Working on fixing it!


----------



## A bottle of Red

Still can't find new threads separately from new posts on old threads. 
Also there is no choosing  pages/back button ontop of threads anymore only on bottom?


----------



## clementina2

lill_canele said:


> Click on the drop down arrow next to "Forums" on the top bar, it should appear. (This is for desktop).


Got it, thank you!


----------



## csshopper

1. How do I access the smilies?

2. Need a cheat sheet please for what the marks along the top mean. example “P” with a drop down arrow . Click on it, tried double click, nothing happens.

3. The pale gray printing of the top line is causing eye strain.  

4. Tried using the “Help” tab below. No help showed up, literally.
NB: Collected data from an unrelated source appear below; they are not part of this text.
PR #691, opened 2024-02-23
Enable Python bindings based on cppyy

felixfeliz:
# Summary
NEW: This adds new Python bindings based on the Python-C++ bindings generator [cppyy](https://cppyy.readthedocs.io/en/latest/)
NEW: Add two examples for their usage

# Why
The main difference to the existing Pybind11 bindings is that cppyy is based on just in time compilation and the bindings are generated at runtime. For G+Smo this is useful, since it enables us to freely use the `gsExprAssembler` in Python. This was not possible with pre-compiled bindings, since `gsExprAssembler` is based on templated expressions that are not known when G+Smo is compiled. With the cppyy bindings, we can in principle define any bilinear form also in Python. Another side effect is that bindings do not need to be defined manually and all definitions from G+Smo can be immediately used in Python.

# Configuration
Configure gismo with the options `-DGISMO_WITH_CPPYY=On -DCMAKE_CXX_STANDARD=20`. This creates a Python package `gismo_cppyy` in the `build/cppyy` directory. Build `gismo` as usual.
`make wheel` generates the pip wheel in `cppyy/dist` and `make install-bindings` installs it using pip.

The package looks for the G+Smo sources in the source directory and for the shared library in the build directory.

# How to use
G+Smo can then be loaded in Python using `from gismo_cppyy import gismo`.
See `python_examples/poisson_example.py` and `python_examples/fitting_example.py` for examples of the usage.

Numpy arrays and gsMatrix objects can be converted in Python using the method `tonumpy()` and the class method `fromnumpy()` of `gismo.gsMatrix["real_t"]` ( or any other data type). Numpy arrays can also be converted in the same way to `gsAsMatrix`, which avoids copying.

- [x] Have you written new tests or examples for your changes?
-----


CMakeLists.txt
```diff
@@ -333,6 +333,47 @@ else()
 endif()
 add_subdirectory(doc)
 
+## #################################################################
```
filiatra, line 336: It would be better to move this cmake script in a new cppyy/CMakeLists.txt
and do 
```
if(GISMO_WITH_CPPYY)
  add_subdirectory(cppyy) 
endif()
```
here.
This way the main CMakeLists.txt is more clear and also the cppyy related script more autonomous.

cmake/gsInstall.cmake
```diff
@@ -159,6 +159,10 @@ install(FILES
 #install(EXPORT gismoTargets DESTINATION
 #  "${CMAKE_INSTALL_DIR}" COMPONENT devel)
 
+if(GISMO_WITH_CPPYY)
```
filiatra: probably the install connamd can go inside the cppyy/CMakeLists.txt

filiatra (changes requested):
Looks good!

CMakeLists.txt
felixfeliz: That is a good idea! I moved the configuration into cppyy/CMakeLists.txt

cmake/gsInstall.cmake
felixfeliz: Done

filiatra (approved):

PR #700, opened 2024-03-30
Bsplinecurve intersection

jiyess:
New feature for efficiently computing all intersections bewteen two arbitrary-dimensional B-Spline curves in `gsBSpline` class

BSpline_intersections

NEW: 
1. `T gsBSpline<>::pseudoCurvature() const` for calculating curvature approximation for a B-spline curve by dividing the total length of the polyline formed by its control points by the direct distance between the first and last control point;
2. `std::vector<internal::gsCurveIntersectionResult<T>> gsBSpline<>::intersect(const gsBSpline<T>& other, T tolerance = 1e-5) const` for computing all intersections with another B-Spline curve;
3. std::vector<gsBSpline<T>> gsBSpline<>::toBezier(T tolerance=1e-15) const for converting a BSpline curve into Bezier segments;
4. `gsCurveCurveIntersection.h` for functions and classes used for `gsBSpline::intersect`.

IMPROVED: 
none

FIXED: 

1. Fix one bug in `gsBSpline<T> gsBSpline<T>::segmentFromTo(T u0, T u1, T tolerance) const`

API:
none

request:
-----

### DIFF
--- a/examples/bSplineCurve_example.cpp
+++ b/examples/bSplineCurve_example.cpp
@@ -20,11 +20,13 @@ using namespace gismo;
 int main(int argc, char *argv[])
 {
     bool plot = false; // If set to true, paraview file is generated and launched on exit
-    bool trim = false; // If set to true, paraview file is generated and launched on exit
+    bool trim = false; // If set to true, trim/merge operations are displayed
+    bool intersect = false; // If set to true, intersection example is displayed
 
     gsCmdLine cmd("Tutorial 01 shows the use of BSpline curves.");
     cmd.addSwitch("plot", "Plot result in ParaView format", plot);
     cmd.addSwitch("trim", "Basic trim/merge operations", trim);
+    cmd.addSwitch("intersect", "Intersection operations", intersect);
 
     try { cmd.getValues(argc,argv); } catch (int rv) { return rv; }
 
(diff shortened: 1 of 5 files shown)


examples/bSplineCurve_example.cpp
```diff
@@ -78,9 +80,43 @@ int main(int argc, char *argv[])
       mergedCurve.merge(&segmentRight);
       gsInfo << "The merged curve: " << mergedCurve << "\n";
       gsWriteParaview( mergedCurve, "mergedCurve", 100);
+
+      // convert it into bezier segments
+      std::vector<gsBSpline<>> bezSegments = mergedCurve.toBezier();
```
filiatra: it would be better to use a gsMultiPatch<> object as return type for the Bezier segmetns

src/gsNurbs/gsBSpline.h
```diff
@@ -22,6 +22,7 @@
 
 #include <gsUtils/gsPointGrid.h>
 
+#include <gsNurbs/gsCurveCurveIntersection.h>
```
filiatra: Please add here a forward declaration
template<class T> gsCurveCurveIntersection;

and move the 
#include <gsNurbs/gsCurveCurveIntersection.h>
to the hpp file

src/gsNurbs/gsBSpline.hpp
```diff
@@ -127,6 +128,62 @@ gsBSpline<T> gsBSpline<T>::segmentFromTo(T u0, T u1, T tolerance) const
...
+    gsBSpline<T> crv1 = this->segmentFromTo(hull.b1.getRange().getMin(), hull.b1.getRange().getMax());
+    gsBSpline<T> crv2 = other.segmentFromTo(hull.b2.getRange().getMin(), hull.b2.getRange().getMax());
+
+    internal::gsCurveCurveDistanceSystem<T> obj(crv1, crv2);
+    gsMatrix<T, 2, 1> uv;
+    uv(0, 0) = 0.5 * (crv1.domainStart() + crv1.domainEnd());
+    uv(1, 0) = 0.5 * (crv2.domainStart() + crv2.domainEnd());
+    T distance = obj.compute(uv, tolerance);
+
+    if (distance < std::max(1e-10, tolerance)) {
```
filiatra: please use math::max instead of std::max
and math::min instead of std::min
everywhere

src/gsNurbs/gsCurveCurveIntersection.h
```diff
@@ -0,0 +1,360 @@
...
+  if (val == 0) return 0;  // collinear
+
+  return (val > 0) ? 1 : 2; // clock or counterclock wise
+}
+
+// Given three collinear points p, q, r, the function checks if
+// point q lies on the line segment 'pr'
+template<class T>
+bool onSegment(const gsPoint2d<T> &p, const gsPoint2d<T> &q, const gsPoint2d<T> &r) {
+  if (q.x() <= std::max(p.x(), r.x()) && q.x() >= std::min(p.x(), r.x()) &&
```
filiatra: please use math::max instead of std::max
and math::min instead of std::min
everywhere

filiatra (changes requested):

src/gsNurbs/gsBSpline.hpp
jiyess: Done!

src/gsNurbs/gsCurveCurveIntersection.h
jiyess: Done!

src/gsNurbs/gsBSpline.h
jiyess: A forward declaration for `gsCurveIntersectResult` is added in `gsBSpline.h`, and `#include <gsNurbs/gsCurveCurveIntersection.h>` is added into the `gsBSpline.hpp` file. However, it does not work if I remove the header file `#include <gsNurbs/gsCurveCurveIntersection.h>` from `gsBSpline.h`. So I leave it there. Do you have any suggestions?

examples/bSplineCurve_example.cpp
jiyess: Done!

filiatra (approved):

PR #4643, opened 2022-11-29
refactor: Improve SessionHandler API

atomrc:


packages/core/src/conversation/message/MessageService.ts
```diff
@@ -83,10 +83,7 @@ export class MessageService {
       cipherText = externalPayload.cipherText;
     }
 
-    const {encrypted, missing} = await this.proteusService.encrypt(plainTextPayload, recipients);
-    const encryptedPayload = Object.keys(missing).length
-      ? await this.reencryptAfterMismatch({missing, deleted: {}}, encrypted, plainText)
-      : encrypted;
+    const encryptedPayload = await this.proteusService.encrypt(plainTextPayload, recipients);
```
atomrc, line 86: no more missing encrypted payload since all the necessary sessions will be created beforehand

PatrykBuniX, line 86: We don't care about `missing` anymore?

PatrykBuniX: nevermind, I see the comment https://github.com/wireapp/wire-web-packages/pull/4643/#discussion_r1034517331

atomrc: There won't be any missing anymore (since we handle the case where sessions are missing and create them straight away)

PatrykBuniX (approved):

PR #4645, opened 2022-11-29
feat(react-ui-kit): Indicator range input voiceover

przemvs:
## Pull Request Checklist

### DIFF
--- a/packages/react-ui-kit/src/Form/IndicatorRangeInput.tsx
+++ b/packages/react-ui-kit/src/Form/IndicatorRangeInput.tsx
@@ -17,7 +17,7 @@
  *
  */
 
-import {FC, forwardRef, useMemo} from 'react';
+import {FC, HTMLProps, PropsWithRef, forwardRef, useMemo} from 'react';
 
 import {CSSObject} from '@emotion/react';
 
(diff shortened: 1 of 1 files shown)


V-Gira (approved):

packages/react-ui-kit/src/Form/IndicatorRangeInput.tsx
```diff
@@ -76,15 +78,35 @@ export const IndicatorRangeInput: FC<IndicatorRangeInputProps> = forwardRef<
       return `${((valueNum - minNum) * 100) / (maxNum - minNum)}% 100%`;
     }, [isCustomSlider, valueNum, minNum, maxNum, listLength]);
 
+    const currentSelectedValue = useMemo(() => {
+      if (typeof value !== 'string' && typeof value !== 'number') {
```
arjita-mitra, line 82: isStringOrNumber can be used here?

arjita-mitra (changes requested):

packages/react-ui-kit/src/Form/IndicatorRangeInput.tsx
PatrykBuniX: Why this check if even needed here? Can't we just explicitly set prop type to be a number? I wonder if `extends TextProps<T>` is needed I feel like we're losing some control here due to very wide prop types. Wdyt?

V-Gira: can't we use `valueNum` declared earlier instead of `value`?

PatrykBuniX (approved):

arjita-mitra (approved):

PR #4647, opened 2022-11-30
feat: trigger migration from cryptobox to corecrypto [FS-1095]

PatrykBuniX:
Trigger `cryptobox` -> `corecrypto` migration script after initialising proteus client.

### DIFF
--- a/packages/core/src/Account.ts
+++ b/packages/core/src/Account.ts
@@ -88,6 +88,10 @@ export interface Account {
 
 export type CreateStoreFn = (storeName: string, context: Context) => undefined | Promise<CRUDEngine | undefined>;
 
+export interface DBMigrationHooks {
+  getState: () => {storeName: string} | undefined;
+  onSuccess: () => void;
+}
 interface AccountOptions<T> {
   /** Used to store info in the database (will create a inMemory engine if returns undefined) */
   createStore?: CreateStoreFn;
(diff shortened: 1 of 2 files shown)


packages/core/src/Account.ts
```diff
@@ -313,24 +323,28 @@ export class Account<T = any> extends EventEmitter {
...
    * @param clientInfo Will allow creating the client if the local client cannot be found (else will fail if local client is not found)
    * @param entropyData Additional entropy data
+   * @param dbMigrationHooks Cryptobox to CoreCrypto migration config object
    * @returns The local existing client or newly created client
    */
   public async initClient(
     loginData: LoginData,
     clientInfo?: ClientInfo,
     entropyData?: Uint8Array,
+    dbMigrationHooks?: DBMigrationHooks,
```
atomrc, line 338: Since all those are optional, let's gather them in a `option` object param (this will avoid the `initClient(info, undefined, undefined, migrationHooks)`)

atomrc:
Acceptance criteria (scenarios to tests):
- [ ] sending from a old device to people I have session with:
  - use a device from current `dev` branch
  - send a bunch of messages in a conversation
  - logout from this device
  - switch to your feature branch 
  - reload the webapp
  => the migration should happen at this point (there should be data in `corecrypto` database on the `proteus_identities` table)
  => you should be able to send messages and the other person should be able to decrypt them

- [ ] receiving from a old device
  - use a device from current `dev` branch
  - send a bunch of messages in a conversation
  - logout from this device
  - send a bunch of messages from a user that is connected to the user that will reload the webapp
  - switch to feature branch
  - reload the webapp
  => you should see the message that were sent while the user was offline

atomrc (approved):

PR #4650, opened 2022-11-30
refactor: Remove traces of cryptobox

atomrc:


aweiss-dev (approved):
Is Bazinga64 used somewhere else or can it be retired?

atomrc:
> Is Bazinga64 used somewhere else or can it be retired?

yes, it's still used in the core (for converting data to and from coreCrypto)

PR #4683, opened 2022-12-05
fix: update asset api (FS-1001)

tlebon:
Add error case for if v3 is called without domain

### DIFF
--- a/packages/api-client/src/asset/AssetAPI.ts
+++ b/packages/api-client/src/asset/AssetAPI.ts
@@ -291,9 +291,10 @@ export class AssetAPI {
     if (!isValidUUID(assetId)) {
       throw new TypeError(`Expected asset ID "${assetId}" to only contain alphanumeric values and dashes.`);
     }
-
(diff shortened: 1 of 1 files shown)


packages/api-client/src/asset/AssetAPI.ts
```diff
@@ -291,9 +291,10 @@ export class AssetAPI {
     if (!isValidUUID(assetId)) {
       throw new TypeError(`Expected asset ID "${assetId}" to only contain alphanumeric values and dashes.`);
     }
-
-    const assetBaseUrl = this.backendFeatures.version >= 2 ? ASSET_URLS.ASSETS_URL : ASSET_URLS.ASSET_V3_URL;
-    return this.getAssetShared(`${assetBaseUrl}/${assetId}`, token, forceCaching, progressCallback);
+    if (this.backendFeatures.version >= 2) {
```
arjita-mitra, line 294: make 2 as const? Avoid magic numbers.

arjita-mitra (changes requested):

atomrc (approved):

PR #4693, opened 2022-12-06
feat(api-client): api v3 deprecated endpoints [FS-1268]

PatrykBuniX:
Remove deprecated endpoints/fields due to api v3 updates (backwards compatibility):
- [x] The deprecated GET /conversations/ids endpoint was removed.
- [x] The deprecated endpoints GET /conversations/ids and GET /conversations have been removed. Use POST /conversations/list-ids followed by POST /conversations/list instead.
- [x] The endpoint PUT /conversations/:id/access has been removed. Use its qualified counterpart instead.
- [x] The field access_role_v2 in the Conversation type, in the request body of POST /conversations, and in the request body of PUT /conversations/:domain/:id/access has been removed. Its content is now contained in the access_role field instead. It replaces the legacy access role, previously contained in the access_role field.

### DIFF
--- a/packages/api-client/src/conversation/ConversationAPI/ConversationAPI.ts
+++ b/packages/api-client/src/conversation/ConversationAPI/ConversationAPI.ts
@@ -85,7 +85,6 @@ export class ConversationAPI {
     CODE_CHECK: '/code-check',
     CONVERSATIONS: '/conversations',
     MLS: '/mls',
-    IDS: 'ids',
     JOIN: '/join',
     LIST: 'list',
     LIST_IDS: 'list-ids',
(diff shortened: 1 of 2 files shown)


packages/api-client/src/conversation/ConversationAPI/ConversationAPI.ts
```diff
@@ -890,6 +867,34 @@ export class ConversationAPI {
    * @see https://staging-nginz-https.zinfra.io/swagger-ui/#!/conversations/updateConversationAccess
    */
   public async putAccess(
+    conversationId: QualifiedId | string,
```
atomrc, line 870: Let's force the consumer to use qualified ids from now on. 
```suggestion
    conversationId: QualifiedId,
```

atomrc: Actually, since only the url changes but the rest is exactly the same, let's just have a small helper that generates qualified/non-qualified base urls. 

```ts
  private generateBaseConversationUrl(conversationId: QualifiedId): string {
    return this.backendFeatures.federationEndpoints
      ? `${ConversationAPI.URL.CONVERSATIONS}/${conversationId.domain}/${conversationId.id}`
      : `${ConversationAPI.URL.CONVERSATIONS}/${conversationId.id}`;
  }
```

and we can use this helper everywhere we need to support both unqualified and qualified urls. WDYT?

packages/api-client/src/conversation/ConversationAPI/ConversationAPI.ts
```diff
@@ -282,27 +286,6 @@ export class ConversationAPI {
...
   }
 
-  /**
-   * Get all conversation IDs.
-   * @param limit Max. number of IDs to return
-   * @param conversationId Conversation ID to start from (exclusive)
-   * @see https://staging-nginz-https.zinfra.io/swagger-ui/#!/conversations/conversationIds
-   * @deprecated Use `getListConversations()` instead.
-   */
-  public async getConversationIds(limit: number, conversationId?: string): Promise<ConversationIds> {
```
PatrykBuniX, line 292: doesn't seem to be used anywhere

packages/api-client/src/conversation/data/ConversationAccessUpdateData.ts
```diff
@@ -22,7 +22,7 @@ import {CONVERSATION_ACCESS, CONVERSATION_LEGACY_ACCESS_ROLE, CONVERSATION_ACCES
 /**@deprecated */
 export interface ConversationAccessV2UpdateData {
   access: CONVERSATION_ACCESS[];
-  access_role: CONVERSATION_LEGACY_ACCESS_ROLE;
+  access_role?: CONVERSATION_LEGACY_ACCESS_ROLE;
```
PatrykBuniX, line 25: this field was not required in v2 (we were always sending data in `access_role_v2` field)

atomrc (approved):

PR #4696, opened 2022-12-08
feat: api v3 support for typing endpoint [FS-1311]

PatrykBuniX:
Add support for `/conversations/{domain}/{id}/typing` endpoint in api v3.

### DIFF
--- a/packages/api-client/src/conversation/ConversationAPI/ConversationAPI.ts
+++ b/packages/api-client/src/conversation/ConversationAPI/ConversationAPI.ts
@@ -104,7 +104,7 @@ export class ConversationAPI {
   constructor(protected readonly client: HttpClient, protected readonly backendFeatures: BackendFeatures) {}
 
   private generateBaseConversationUrl(conversationId: QualifiedId): string {
-    return this.backendFeatures.federationEndpoints
+    return this.backendFeatures.federationEndpoints && conversationId.domain
       ? `${ConversationAPI.URL.CONVERSATIONS}/${conversationId.domain}/${conversationId.id}`
       : `${ConversationAPI.URL.CONVERSATIONS}/${conversationId.id}`;
   }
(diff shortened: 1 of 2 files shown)


packages/api-client/src/conversation/ConversationAPI/ConversationAPI.ts
```diff
@@ -104,7 +104,7 @@ export class ConversationAPI {
   constructor(protected readonly client: HttpClient, protected readonly backendFeatures: BackendFeatures) {}
 
   private generateBaseConversationUrl(conversationId: QualifiedId): string {
-    return this.backendFeatures.federationEndpoints
+    return this.backendFeatures.federationEndpoints && conversationId.domain
       ? `${ConversationAPI.URL.CONVERSATIONS}/${conversationId.domain}/${conversationId.id}`
       : `${ConversationAPI.URL.CONVERSATIONS}/${conversationId.id}`;
```
PatrykBuniX, line 109: this way we're completely sure that in case of empty string for `domain` we won't get url like `${ConversationAPI.URL.CONVERSATIONS}/${''}/${conversationId.id}` => `/conversations}//conversation-id`

packages/api-client/src/conversation/ConversationAPI/ConversationAPI.ts
```diff
@@ -856,11 +856,11 @@ export class ConversationAPI {
    * @param typingData The typing status
    * @see https://staging-nginz-https.zinfra.io/swagger-ui/#!/conversations/isTyping
    */
-  public async postTyping(conversationId: string, typingData: ConversationTypingData): Promise<void> {
+  public async postTyping(conversationId: QualifiedId, typingData: ConversationTypingData): Promise<void> {
     const config: AxiosRequestConfig = {
       data: typingData,
       method: 'post',
-      url: `${ConversationAPI.URL.CONVERSATIONS}/${conversationId}/${ConversationAPI.URL.TYPING}`,
+      url: `${this.generateBaseConversationUrl(conversationId)}/${ConversationAPI.URL.TYPING}`,
```
atomrc, line 863: Wait, I'm not sure this endpoint will work with api v2?

atomrc (changes requested):

packages/api-client/src/conversation/ConversationAPI/ConversationAPI.ts
atomrc: Ok, seems to be fine with backend, the endpoint is going to be available for v2 as well, all good then 👌

PatrykBuniX: Yes, we should be in sync with what's documented in swagger 👍

PatrykBuniX:
Can confirm that after last change, the client is hitting non-qualified endpoint when using v2 😄

atomrc (approved):

PR #4697, opened 2022-12-09
fix: improve useTimeout hook with ref

tlebon:
## Pull Request Checklist


packages/react-ui-kit/src/Misc/useTimeout.ts
```diff
@@ -17,21 +17,21 @@
...
 
 const useTimeout = (onTimeoutStop: () => void, duration: number) => {
-  const [timerId, setTimerId] = useState(null);
+  const timerRef = useRef<number | null>(null);
 
   const removeTimeout = () => {
-    if (timerId) {
-      window.clearTimeout(timerId);
-      setTimerId(null);
+    if (timerRef) {
```
PatrykBuniX, line 26: Should be timerRef.current

PatrykBuniX (changes requested):

packages/react-ui-kit/src/Misc/useTimeout.ts
PatrykBuniX: Won't timerRef always be defined since it's object?

aweiss-dev: As far as I know they check for deep equality. So if current changes it should be recognized. But we can be more precise here and go for .current like you mentioned

aweiss-dev (changes requested):
Like Patrik mentioned

tlebon:
pushed ref correction

PatrykBuniX (approved):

5. Can we please have a green vomit response in the “Like” list?


----------



## muchstuff

csshopper said:


> 1. How do I access the smilies?
> 
> 2. Need a cheat sheet please for what the marks along the top mean. example “P” with a drop down arrow . Click on it, tried double click, nothing happens.
> 
> 3. The pale gray printing of the top line is causing eye strain.
> 
> 4. Tried using the “Help” tab below. No help showed up, literally.
> 
> 5. Can we please have a green vomit response in the “Like” list?


Smilies are under "help" bottom right corner.


----------



## Hyacinth

muchstuff said:


> Smilies are under "help" bottom right corner.



On most Windows systems they are opened with the top Question Mark in the second pair of question marks at the top of the Reply box with the other formatting icons. But trying to figure out what some of those icons signify is almost impossible without clicking on them, they're very small and not intuitive at all except for the (*B)*old or the (_i_)talic. Newer browsers and OS's for phones or tablets may be different.


----------



## muchstuff

Hyacinth said:


> On most Windows systems they are opened with the top Question Mark in the second pair of question marks at the top of the Reply box with the other formatting icons. But trying to figure out what some of those icons signify is almost impossible without clicking on them, they're very small and not intuitive at all except for the (*B)*old or the (_i_)talic. Newer browsers and OS's for phones or tablets may be different.


Oops, I was thinking about the extra ones, my bad.


----------



## Hyacinth

whateve said:


> the links are the top of the page showing replies and conversations are in a drop down menu under your user name. You can't read the replies, just see that someone replied.




Thanks, Whateve. On mine they're in a small red box or oval with a number in it that's _above_ my username.


----------



## Hyacinth

muchstuff said:


> Oops, I was thinking about the extra ones, my bad.




Gotcha.


----------



## Vlad

Hi all,

We've just updated TPF to the latest branch of the forum software. While I am working out all the kinks still, please use this thread to post any feedback you may have so I can have it addressed.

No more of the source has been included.